The book – its publication coincided with the publication of his colleague Charles Fuqua’s book – also asserted that blacks don’t “appreciate
the value of a good education”, and that in the future immigration, both legal
and illegal, must lead to “planned wars
or extermination” which would be “as
necessary as eating and breathing”. Hubbard was not reelected in 2012.

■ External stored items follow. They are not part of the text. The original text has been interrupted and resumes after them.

Issue #174, opened 2015-08-18
Detect *.comp files as Mason


GoogleCodeExporter:
```
The attached patch makes vim assign the 'mason' filetype to files with the 
.comp extension, which denote Mason components.

```

Original issue reported on code.google.com by `hinrik....@gmail.com` on 24 Oct 2013 at 4:03

Attachments:
- [mason_filetype_comp.patch](https://storage.googleapis.com/google-code-attachments/vim/issue-174/comment-0/mason_filetype_comp.patch)

PR #15317, opened 2024-07-21
Add runtime files for GLSL

gpanders:
Upstream the GLSL syntax files from https://github.com/tikhomirov/vim-glsl. I've added myself as maintainer with a link to the upstream repo.

The only differences from upstream are:

1. **Removed setting `'formatoptions'` in the indent file.** If anything, these should go into a `ftplugin` file, not an `indent` file, but since these particular settings are subjective and not required for the filetype, I just removed it.
2. **Omitted the `after/syntax` files**. The upstream repo contains some `after/syntax` files to modify HTML and Elm filetypes to include inline GLSL. We _could_ modify the html and elm syntax files in Vim to include this, but I opted to leave those alone and just omit them (I'll leave this to Vim maintainers on how they want to address this).

There was a conflict in the `.comp` extension between GLSL and the "Mason" filetype. The `.comp` extension for mason was added in [August 2014](https://github.com/vim/vim/issues/174). There are not many details about that proposed change: the submitter said only that .comp files denote Mason components. However, the [upstream Mason documentation](https://metacpan.org/dist/Mason/view/lib/Mason/Manual/Components.pod) claims that component files use only `.mc`, `.mi`, and `.mp` extensions. I could not find _any_ search results indicating that the `.comp` extension is used for anything related to Mason (or indeed, for anything at all other than GLSL), so I think it is safe to remove this conflict in favor of GLSL.


chrisbra:
thanks!

PR #15318, opened 2024-07-21
runtime(netrw): Fix endless recursion in netrw#Explore()

### LINKED ISSUE #5723: :E with more than 1 arg is rising E132
:E is redundant with e when it is used with 1 argument but if you add more than one, it rise an E132 error.

**To Reproduce**
vim +'E /tmp BOOM'

**Expected behavior**
probably -nargs=? instead of -nargs=* should do the job but i haven't read the code that much (i'll do later if no one handle it)

vim 8.1.1401 provided by debian buster

ghost:
Problem:  ':E /etc BOOM' give E132 error.
Solution: Avoid recursion call with same arguments.

closes: #5723


chrisbra:
thanks!

PR #15321, opened 2024-07-22
runtime(zip-plugin): Fix extract file from zip browser

ghost:
Problem:  Enter 'x' in zip browser fail with E121
Solution: Fix typo in zip#Extract()

### DIFF
--- a/runtime/autoload/zip.vim
+++ b/runtime/autoload/zip.vim
@@ -395,8 +395,8 @@ fun! zip#Extract()
   endif
 
   " extract the file mentioned under the cursor
-"  call Decho("system(".g:zip_extractcmd." ".shellescape(b:zipfile)." ".shellescape(shell).")")
-  call system(g:zip_extractcmd." ".shellescape(b:zipfile)." ".shellescape(shell))
+"  call Decho("system(".g:zip_extractcmd." ".shellescape(b:zipfile)." ".shellescape(fname).")")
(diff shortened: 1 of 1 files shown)


runtime/autoload/zip.vim
```diff
@@ -395,8 +395,8 @@ fun! zip#Extract()
   endif
 
   " extract the file mentioned under the cursor
-"  call Decho("system(".g:zip_extractcmd." ".shellescape(b:zipfile)." ".shellescape(shell).")")
-  call system(g:zip_extractcmd." ".shellescape(b:zipfile)." ".shellescape(shell))
+"  call Decho("system(".g:zip_extractcmd." ".shellescape(b:zipfile)." ".shellescape(fname).")")
+  call system($"{g:zip_extractcmd} {shellescape(b:zipfile)} {shellescape(fname)}")
```
zzzyxwvut, line 399: The support for string interpolation is fairly recent
`v8.2.4883` (May 2022).  Substituting `fname` should be enough?

ghost: As this plugin is now maintained by the Vim project, I thought there was no problem.
Any opinions?

nickspoons: I thought the same, it is more readable to my eye with the string interpolation

chrisbra: should be fine to use string interpolation. We do not make any guarantees, that our runtime files need to be executable for older Vims anyhow. I would also just remove the commented out `Decho` call.

chrisbra:
thanks!

PR #15329, opened 2024-07-23
runtime(vim): Update base-syntax, improve :set highlighting

dkearns:
- Match bang, "all" and "termcap" options, and trailing command separator "|".
- Highlight set assignment operators.
- Match multiline :set and multiline option values.
- Mention the newer "0o" octal prefix at :help :set=.


chrisbra:
thanks!

zeertzjq:
Some cmdwin dumps files need to be updated after this patch.

chrisbra:
I am with you. It's a pain to use on Firefox. Also lately, the logs have gotten too long (because it prints the whole message strings for all languages), so that one always has to go to the plain text logs to see the errors.

I haven't investigated yet, why the message strings are output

He hasn’t mellowed down much, though, and has also later been caught raging and ranting about his efforts to save America from the “clutches of an obsessed,
liberal-socialist-globalist agenda” and how “Obama has systematically gone about his primary objective to destroy
America,” meaning, of course, promoting same-sex marriage and religious
liberty for any other groups than those fundamentalists who coincidentally
agree with Hubbard on political issues, which according to Hubbard were the
ones for whom America was created.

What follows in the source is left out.